# G930 Will nimmer Laden



## Bl0ody666 (26. März 2012)

Moin Moin,

habe ein problem mit meinem g 930 von logitech.
habe mir ein neues mainboard zugelegt, dass asus rampage 4 ..davor war es das rampage 3, und seit dem habe ich probleme mit beinem sound allg.
habe schon verscheidene usb ports durchgetestet (usb 2/3) und sogar an einen anderen rechner gehängt.
es passiet garnix. er will einfach nicht.
das der akku kapput sein sollte,halte ich für ausgeschlossen,da das headset grad mal 2 monate alt und doch recht gut behandelt wurde.

mfg


----------



## Diavel (26. März 2012)

Hi,

wenns an mehreren Rechnern nicht klappt muss es ja am Headsets liegen.

Ich würde es über die Gewährleistung (nicht Garantie!) zum Händler bringen und nen neues verlangen. Leider sind Treiberprobleme bei dem Ding nicht gerade selten, muss man mit leben können (oder halt was anderes kaufen).

Grüße


----------



## Madz (27. März 2012)

Wenn du einen Garantietausch versuchst, würde ich es danach sowieso komplett gegen einen Hifi Kopfhörer plus Mikro tauschen, da die Tonqualität um Welten bessser ist. Ein ähnlich teurer Hifi Kopfhörer wischt klanglich mit dem G930 den Fußboden und braucht dazu nur den kleinen Finger.


----------



## Bl0ody666 (27. März 2012)

gut,was würdet ihr mir sonst vorschlagen, muss leider Gottes Kabellos sein damit ich aufn Balkon rauchen muss ^^
muss es bei mindfactory umtauschen bzw. ersetzen lassen.


----------



## Madz (27. März 2012)

Kabellos ist klangtechnisch immer extrem schlechter, als gleich teure , kabelgebundene Produkte. Es wird deinem Spielspass  sehr zugute kommen, wenn du deine Gewohnheiten änderst  und auf Kabel setzt.


----------



## Bl0ody666 (27. März 2012)

gut,schlag was vor ^^
preislich um die 180euro


----------



## Madz (27. März 2012)

Würdest du evtl. zum Probehören nach Dortmund zu MADOOMA fahren? Der Laden ist DIE Adresse für Kopfhörer. Mir ist nämlich kein Geschäft bekannt, daß so ein umfangreiches Sortiment anbietet. Du findest dort wirklich alles, was Rang und Namen hat.


----------



## Darkseth (27. März 2012)

wow, 180€?

Dann würd ich mir bei Madooma (lohnt sich sehr) mir mal folgende modelle anhören:

Beyerdynamic: DT 770 Pro, DT 990 Pro
AKG: K601
Ultrasone: HFI 780, bzw andere Ultrasone modelle, die im Budget sind
Shure: SRH 840


----------



## Bl0ody666 (27. März 2012)

Danke euch beiden für die tipps.

Mir ging es drum dass ich in der wohnung rum laufen kann, z.b. Abwasch etc. Zuerledigen ohne das ich meine boxen auf vollepulle laufen zu haben ,kommt nicht gut an bei den neuen nachbarn und z.b. Mit freunden/familie über skype labern kann ohne jedes mal zu unterbrechen wenn ich z.b. Rauchen gehe etc.
Sonst hab ich ja mein 5.1 anlage von creative.
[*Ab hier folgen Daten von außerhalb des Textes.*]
PR #501, opened 2023-03-14
EVG-18798: clean up TODOs and remove old routes

julianedwards:
JIRA: https://jira.mongodb.org/browse/EVG-18798

- Remove old test results fetching routes
- Clean up any other TODOs

Tested that the fetching routes work as expected and the legacy + Spruce UIs test fetching works in staging.

### DIFF
--- a/model/test_results.go
+++ b/model/test_results.go
@@ -30,7 +30,6 @@ import (
 	"github.com/pkg/errors"
 	"go.mongodb.org/mongo-driver/bson"
 	"go.mongodb.org/mongo-driver/mongo"
-	"go.mongodb.org/mongo-driver/mongo/options"
 )
 
 const (
@@ -653,10 +652,6 @@ type TestResultsTaskOptions struct {
 	Execution int
 }
 
-func (opts *TestResultsTaskOptions) createFindOptions() *options.FindOptions {
-	return options.Find().SetSort(bson.D{{Key: bsonutil.GetDottedKeyName(testResultsInfoKey, testResultsInfoExecutionKey), Value: -1}})
-}
-
 func (opts *TestResultsTaskOptions) createFindQuery() bson.M {
 	return bson.M{
 		bsonutil.GetDottedKeyName(testResultsInfoKey, testResultsInfoTaskIDKey):    opts.TaskID,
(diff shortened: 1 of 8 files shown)


model/test_results.go
```diff
@@ -649,52 +649,18 @@ func (t TestResult) convertToParquet() ParquetTestResult {
...
 }
 
 func (opts *TestResultsTaskOptions) createFindOptions() *options.FindOptions {
-	findOpts := options.Find().SetSort(bson.D{{Key: bsonutil.GetDottedKeyName(testResultsInfoKey, testResultsInfoExecutionKey), Value: -1}})
-	if !opts.DisplayTask {
-		findOpts = findOpts.SetLimit(1)
-	}
-
-	return findOpts
+	return options.Find().SetSort(bson.D{{Key: bsonutil.GetDottedKeyName(testResultsInfoKey, testResultsInfoExecutionKey), Value: -1}})
```
ybrill, line 657: Given the execution will be given to us explicitly do we still need to do a sort?

rest/service.go
```diff
@@ -321,11 +321,6 @@ func (s *Service) addRoutes() {
 	s.app.AddRoute("/test_results/tasks").Version(1).Get().RouteHandler(makeGetTestResultsByTasks(s.sc))
 	s.app.AddRoute("/test_results/tasks/stats").Version(1).Get().RouteHandler(makeGetTestResultsStatsByTasks(s.sc))
 	s.app.AddRoute("/test_results/tasks/failed_sample").Version(1).Get().RouteHandler(makeGetTestResultsFailedSampleByTasks(s.sc))
-	// TODO (EVG-18798): Remove these test results routes once Spruce and
```
ybrill, line 324: Are we certain we're good to remove these? They're [documented](https://github.com/evergreen-ci/cedar/wiki/Rest-V1-Usage#id6) as being part of the API, for instance.

julianedwards: They aren't used directly by users (they go through Evergreen rest V2 to fetch test results). Since the app is not longer using them we can just remove them, I will update the documentation as well.

model/test_results.go
julianedwards: Good catch!

ybrill (approved):

PR #511, opened 2023-05-03
EVG-19750: fix time-series-update job race condition when there is both user-submitted rollups and FTDC rollups

julianedwards:
JIRA: https://jira.mongodb.org/browse/EVG-19750

- Only enqueue the time-series-update job once for a performance result upon the final call to `CloseMetrics`
- Add the `measurements` to the scope for each job
- Add more better testing to the perf results RPC service code

### DIFF
--- a/rpc/internal/perf_service.go
+++ b/rpc/internal/perf_service.go
@@ -54,20 +54,7 @@ func (srv *perfService) CreateMetricSeries(ctx context.Context, result *ResultDa
 	resp.Id = record.ID
 
 	if err := record.SaveNew(ctx); err != nil {
-		return resp, newRPCError(codes.Internal, errors.Wrap(err, "saving record"))
-	}
-
-	if record.Info.Mainline && len(record.Rollups.Stats) > 0 {
-		processingJob := units.NewUpdateTimeSeriesJob(record.CreateUnanalyzedSeries())
-		err := amboy.EnqueueUniqueJob(ctx, srv.env.GetRemoteQueue(), processingJob)
-
-		if err != nil {
-			return nil, newRPCError(codes.Internal, errors.Wrapf(err, "creating signal processing job for perf result '%s'", record.ID))
-		}
-	}
-
-	if err := srv.addFTDCRollupsJob(ctx, record.ID, record.Artifacts); err != nil {
-		return resp, errors.Wrap(err, "creating ftdc rollups job")
+		return nil, newRPCError(codes.Internal, errors.Wrap(err, "saving record"))
 	}
 
 	grip.Info(message.Fields{
@@ -96,8 +83,8 @@ func (srv *perfService) AttachArtifacts(ctx context.Context, artifactData *Artif
 	resp := &MetricsResponse{}
 	resp.Id = record.ID
 
-	if err := srv.addArtifacts(ctx, record, artifactData.Artifacts); err != nil {
-		return resp, err
+	for _, a := range artifactData.Artifacts {
+		record.Artifacts = append(record.Artifacts, *a.Export())
 	}
 
 	record.Setup(srv.env)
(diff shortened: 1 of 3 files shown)


units/time_series_update.go
```diff
@@ -57,7 +58,7 @@ func NewUpdateTimeSeriesJob(series model.UnanalyzedPerformanceSeries) amboy.Job
 		series.Arguments,
 	)
 	j.SetID(fmt.Sprintf("%s.%s", baseID, time.Now().UTC()))
-	j.SetScopes([]string{baseID})
+	j.SetScopes([]string{baseID, strings.Join(series.Measurements, ",")})
```
anjani-bhat, line 61: Is there any limit to how large this string can be? Joining all metrics would probably result in a very large string.

rpc/internal/perf_service.go
```diff
@@ -228,21 +215,28 @@ func (srv *perfService) CloseMetrics(ctx context.Context, end *MetricsSeriesEnd)
...
+	// Only enqueue a new update time series job for mainline results if
+	// there are user-submitted rollups AND no event data (FTDC artifact).
+	// In the latter case, the FTDC rollups job will take care of
+	// enqueueing the update time series job.
+	if record.Info.Mainline && len(record.Rollups.Stats) > 0 && !hasEventData {
+		processingJob := units.NewUpdateTimeSeriesJob(record.CreateUnanalyzedSeries())
+		if err = amboy.EnqueueUniqueJob(ctx, srv.env.GetRemoteQueue(), processingJob); err != nil {
+			return nil, newRPCError(codes.Internal, errors.Wrapf(err, "creating signal processing job for perf result '%s'", record.ID))
+		}
 	}
```
anjani-bhat, line 232: Why is this moved from the CreateMetrics function to CloseMetrics function?

rpc/internal/perf_service.go
```diff
@@ -228,21 +215,28 @@ func (srv *perfService) CloseMetrics(ctx context.Context, end *MetricsSeriesEnd)
...
+	}
 
-func (srv *perfService) addArtifacts(ctx context.Context, record *model.PerformanceResult, artifacts []*ArtifactInfo) error {
-	for _, a := range artifacts {
-		record.Artifacts = append(record.Artifacts, *a.Export())
+	// Only enqueue a new update time series job for mainline results if
+	// there are user-submitted rollups AND no event data (FTDC artifact).
+	// In the latter case, the FTDC rollups job will take care of
+	// enqueueing the update time series job.
+	if record.Info.Mainline && len(record.Rollups.Stats) > 0 && !hasEventData {
```
johndaniels, line 227: Just to confirm, this is a deliberate decision to only include Mainline since that's all that the Signal Processing Service handles, right?

rpc/internal/perf_service.go
```diff
@@ -228,21 +215,28 @@ func (srv *perfService) CloseMetrics(ctx context.Context, end *MetricsSeriesEnd)
...
+		}
 	}
 
-	return errors.Wrap(srv.addFTDCRollupsJob(ctx, record.ID, record.Artifacts), "creating FTDC rollups job")
+	resp.Success = true
+	return resp, nil
 }
 
-func (srv *perfService) addFTDCRollupsJob(ctx context.Context, id string, artifacts []model.ArtifactInfo) error {
+func (srv *perfService) addFTDCRollupsJob(ctx context.Context, id string, artifacts []model.ArtifactInfo) (bool, error) {
```
johndaniels, line 238: Probably worth a doc comment, since it's not at all obvious what the bool here is.

rpc/internal/perf_service_test.go
```diff
@@ -345,8 +384,8 @@ func TestAttachResultData(t *testing.T) {
 			defer func() {
 				require.NoError(t, tearDownEnv(env, false))
 			}()
-			port := getPort()
 
+			port := getPort()
```
johndaniels, line 388: ?

units/time_series_update.go
johndaniels, line 61: What's the purpose of this change?

johndaniels: Does it matter that series.Measurements might have variable order?

rpc/internal/perf_service.go
```diff
@@ -96,8 +83,8 @@ func (srv *perfService) AttachArtifacts(ctx context.Context, artifactData *Artif
 	resp := &MetricsResponse{}
 	resp.Id = record.ID
 
-	if err := srv.addArtifacts(ctx, record, artifactData.Artifacts); err != nil {
-		return resp, err
+	for _, a := range artifactData.Artifacts {
```
johndaniels, line 86: It's fine for AttachArtifacts to not send updates now, since it will all be sent together in CloseMetrics. Right?

johndaniels (commented):
Mostly just want to make sure I understand the series.Measurements scope change.

units/time_series_update.go
johndaniels: FWIW it's already in an array in memory  (series.Measurements), so this is probably fine from a memory usage perspective.

rpc/internal/perf_service_test.go
julianedwards: Just moved it down a line lol. It felt like it belonged with this code block.

rpc/internal/perf_service.go
```diff
@@ -251,19 +245,19 @@ func (srv *perfService) addFTDCRollupsJob(ctx context.Context, id string, artifa
 		}
 
 		if hasEventData {
-			return newRPCError(codes.InvalidArgument, errors.New("cannot have more than one raw events artifact"))
+			return false, newRPCError(codes.InvalidArgument, errors.New("cannot have more than one raw events artifact"))
```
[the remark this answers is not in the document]
julianedwards: `hasEventData` just means that it has a time series FTDC artifact, what is considered a`RawEvents` artifact schema.

units/time_series_update.go
julianedwards: Yeah this is fine!

julianedwards: This is to prevent race conditions where new rollups are processed async from the same perf result but with different sets of measurements (usually one will be a subset of the other). If this happens, the job with the fuller set of measurements may not run since the scope is less selective without adding the measurements to it and the `analysis.processed_at` field on the perf result document would get set to a time greater than that of the `rollups.processed_at` field preventing the backfill aggregation from picking up the perf result. 

Adding this to the job scope enable two jobs with the same base ID but different measurements to get enqueued simultaneously—we will do some extra work by sending some measurements to SPS twice, but that is better than not sending them at all. I also mitigated the duplicate sending in the perf results RPC service code by enqueueing the FTDC rollups job/time-series-updated job when `CloseMetrics` is called.

julianedwards: The measurements are stored as arrays in the DB so order wouldn't be variable.

rpc/internal/perf_service.go
julianedwards: Yes, the existing behavior already does this. I only added the last condition which is to check if the FTDC job was already enqueued.

rpc/internal/perf_service.go
julianedwards: To ensure we only send it once per result and don't send duplicate notifications to SPS.

rpc/internal/perf_service.go
julianedwards: Exactly! We only want to do this once to prevent duplicating the work here.

rpc/internal/perf_service.go
julianedwards: Done!

rpc/internal/perf_service_test.go
johndaniels: Ok so it was intentional, good.

units/time_series_update.go
johndaniels: Thanks for the explanation.

johndaniels (approved):

anjani-bhat (approved):

PR #514, opened 2023-05-26
EVG-19981: Upgrade go, distros, and  mongo, remove Arch Linux

johndaniels:


cmd/init-mongo/wait_for_mongo.js
```diff
@@ -0,0 +1,31 @@
...
+	try {
+		connection = new Mongo("localhost:27017");
+	} catch(error) {
+		lastError = error;
+	}
+
+	const diff = (new Date()).getTime() - start.getTime();
+
+	if (connection) {
+		console.log("waitForMongo.js: Successfully connected to local MongoDB instance:")
```
ybrill, line 20: here the file is called `wait_for_mongo.js`

makefile
```diff
@@ -176,27 +176,29 @@ phony += mod-tidy verify-mod-tidy
...
+	rm -rf mongosh
+	mkdir -p mongosh
+	cd mongosh && curl "$(MONGOSH_URL)" -o mongosh.tgz && $(MONGOSH_DECOMPRESS) mongosh.tgz && chmod +x ./mongosh-*/bin/*
+	cd mongosh && mv ./mongosh-*/bin/* .
 get-mongodb: mongodb/.get-mongodb
 	@touch $<
+get-mongosh: mongodb/.get-mongosh
+	@touch $<
 start-mongod: mongodb/.get-mongodb
-	./mongodb/mongod --dbpath ./mongodb/db_files --port 27017 --replSet evg --oplogSize 10
```
ybrill, line 192: Is it known why the `--oplogSize` option was originally specified?

model/pail_storage.go
```diff
@@ -52,19 +52,6 @@ func (t PailType) Create(ctx context.Context, env cedar.Environment, bucket, pre
...
-
-		opts := pail.GridFSOptions{
-			Database: conf.DatabaseName,
-			Name:     bucket,
-			Prefix:   prefix,
-		}
-		b, err = pail.NewGridFSBucketWithClient(ctx, client, opts)
-		if err != nil {
-			return nil, errors.WithStack(err)
-		}
```
ybrill, line 67: Why is this being removed?

johndaniels: Because we removed GridFS from pail, so this breaks the build if you use an updated version.

ybrill: Ah, I get it.
Should we remove [these](https://github.com/evergreen-ci/cedar/blob/8e0bf9facd32bfe09460d0b84f5801204bdf87be/model/pail_storage.go#L21-L22) too?

ybrill (approved):
lgtm mod the protobuf stuff

julianedwards (approved):
LGTM protofbuf changes

PR #520, opened 2023-07-31
EVG-20455: enable the exclusion of display test names from the test name regex filter

julianedwards:
JIRA: https://jira.mongodb.org/browse/EVG-20455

Werde mir denn noch nachem umzug 1.5. Mir den laden angucken und evtl. Eine beratung antun.

Mfg


----------



## Madz (27. März 2012)

Mach am besten einen Termin, nimm dir viel Zeit und deine Lieblingscds mit! Ich wette meine Anlage, meinen Rechner und meine DVD Sammlung, daß dieser Besuch eine Offenbarung in Sachen Audio sein wird.


----------